If a database has been designed properly there is no problem changing a primary key. The problem is that many developers with limited data architecture experience are still designing databases.  In many instances, databases are not developed with industry-strength Data Modelling (DM) tools.  If a DM tool is used, Referential Integrity business rules will be built right into the database. There will be no need to do your own “coding”.  The RI rules will take care of changes or deletions, and when they are allowed.

Composite Keys

When a PK consists of two or more columns it is called a composite primary key. A composite key is required when one table is dependent on another table. For instance, Country Region (province, state, canton, département…) is only unique within (i.e. dependent on) Country.
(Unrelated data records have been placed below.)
PR #91, opened 2024-04-10
{patch} DOM text reinterpreted as HTML Added encodeURIComponent

Shivam7-1:
By using encodeURIComponent(), it will prevent the risk of unintended interpretation of special characters in the URL construction. This method automatically encodes special characters, ensuring that they are treated as part of the URL string rather than being interpreted as HTML or JavaScript code. This helps prevent potential security vulnerabilities, such as injection attacks or unexpected behavior, by encoding the input as part of the URL path.

### DIFF
--- a/samples/web/index.html
+++ b/samples/web/index.html
@@ -68,7 +68,7 @@
         thumbnailsEl.innerHTML = "";
         for (const file of fileInputEl.files) {
           const url = URL.createObjectURL(file);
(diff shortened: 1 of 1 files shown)


Shivam7-1:
Hi @hsubox76 Could You Please Review this PR
Thanks

hsubox76:
This file isn't part of our source code, it's in the samples directory as an example snippet of how to use the SDK. The parts that are unrelated to usage of the SDK are kept as simple as possible since that's not what the sample is meant to focus on.

PR #94, opened 2024-04-11
Change default apiVersion to "v1beta"

hsubox76:
Setting the default apiVersion to "v1beta" matches the other GoogleAI server SDKs (Go and Python).

For web users, this will be slightly different from other client SDKs such as Swift and Kotlin, which default to "v1".

### DIFF
--- a/.changeset/few-crabs-crash.md
+++ b/.changeset/few-crabs-crash.md
@@ -2,4 +2,4 @@
 "@google/generative-ai": minor
 ---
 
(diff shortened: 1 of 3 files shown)


LindaLawton:
can you tell me then how to access the file upload and file list methods? using this [Prompting with media files](https://ai.google.dev/tutorials/prompting_with_media) and here [File prompting strategies](https://ai.google.dev/docs/file_prompt_strategies)

PR #103, opened 2024-04-16
Fix a couple bugs where not all params are passed through to the request

### LINKED ISSUE #98: Request options are not passed to modelInstance.countTokens
My understanding is that the library requires `apiVersion` to be set to `v1beta` for Gemini 1.5 to work. However, the `apiVersion` is not passed down to the implementation of `countTokens`, due to which it makes a request at the older endpoint.

This is with v0.6.0 (latest)

## Actual Behavior

```js
const modelInstance = googleAI.getGenerativeModel(
    { model: "gemini-1.5-pro-latest" },
    { apiVersion: "v1beta" },
  )

modelInstance.generateContent()
// this sends a request to https://generativelanguage.googleapis.com/v1beta/models/gemini-1.5-pro-latest:generateContent
// ...

modelInstance.countTokens
// this sends a request to https://generativelanguage.googleapis.com/v1/models/gemini-1.5-pro-latest:countTokens()
// which errors out
```

I believe the issue lies here (`requestOptions` are not passed): https://github.com/google/generative-ai-js/blob/79b7651547536183108f0b78791761d1ece01f88/packages/main/src/models/generative-model.ts#L156

## Expected Behavior

The `countTokens` method should make a request to the v1beta endpoint

### LINKED ISSUE #101: `ChatSession` don't inherit `generationConfig` from `GenerativeModel`
## Actual Behavior

The [docs](https://ai.google.dev/tutorials/get_started_node#model-parameters) mention that you can pass model parameters to `genAI.getGenerativeModel.getGenerativeModel`:

```
const generationConfig = {
  stopSequences: ["red"],
  maxOutputTokens: 200,
  temperature: 0.9,
  topP: 0.1,
  topK: 16,
};

const model = genAI.getGenerativeModel({ model: "MODEL_NAME",  generationConfig });
```

But if you pass the parameters there, they are silently ignored when using [`model.startChat` API](https://ai.google.dev/tutorials/get_started_node#multi-turn-conversations-chat). You need to pass these parameters directly to `startChat`, even though it is already a method of `GenerativeModel`.

I confirmed that by making the requests through a proxy (https://httptoolkit.com/).

The same applies for `safetySettings`.

## Expected Behavior

`model.startChat` should inherit `generationConfig`, `safetySettings`, etc., from `model`.

## Specifications

- Version: 0.6.0
- Platform: Windows

hsubox76:
Fixed bugs where
- `RequestOptions` was not passed to `countTokens` and `embedContent`
- `generationConfig` and `safetySettings` were not passed through `startChat` to `ChatSession`.

Fixes #101 
Fixes #98

### DIFF
--- a/.changeset/many-chefs-appear.md
+++ b/.changeset/many-chefs-appear.md
@@ -1,0 +1,5 @@
+---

As shown in the figure below, the Country Region Codes table has a primary key consisting of Country and Ctry Region.
Ctry-Ctry Region
Figure 1: Composite Primary Key

Junction Tables

This following figure is an example of introducing an extraneous table into the model/database.[1]  It provides no value-add and makes queries more complex and less performant due to the extra joins.  Junction tables lead to table proliferation.
Junction Table
Figure 2: Junction Table between every Parent & Child Table

Identifying or Dependent Relationship

Instead directly link the tables using an identifying or dependent relationship; in this case, phones belong to or are used by an entity.  A real plus is that a query can be made that finds all phones used by an entity.  You don’t have to know the phone numbers used by the entity.  This would be a single SELECT statement against a single table.
Identifying Table
Figure 3: Child Table with Identifying Relationship

SQL Coding


Poorly coded SQL has probably the most significant impact on query performance.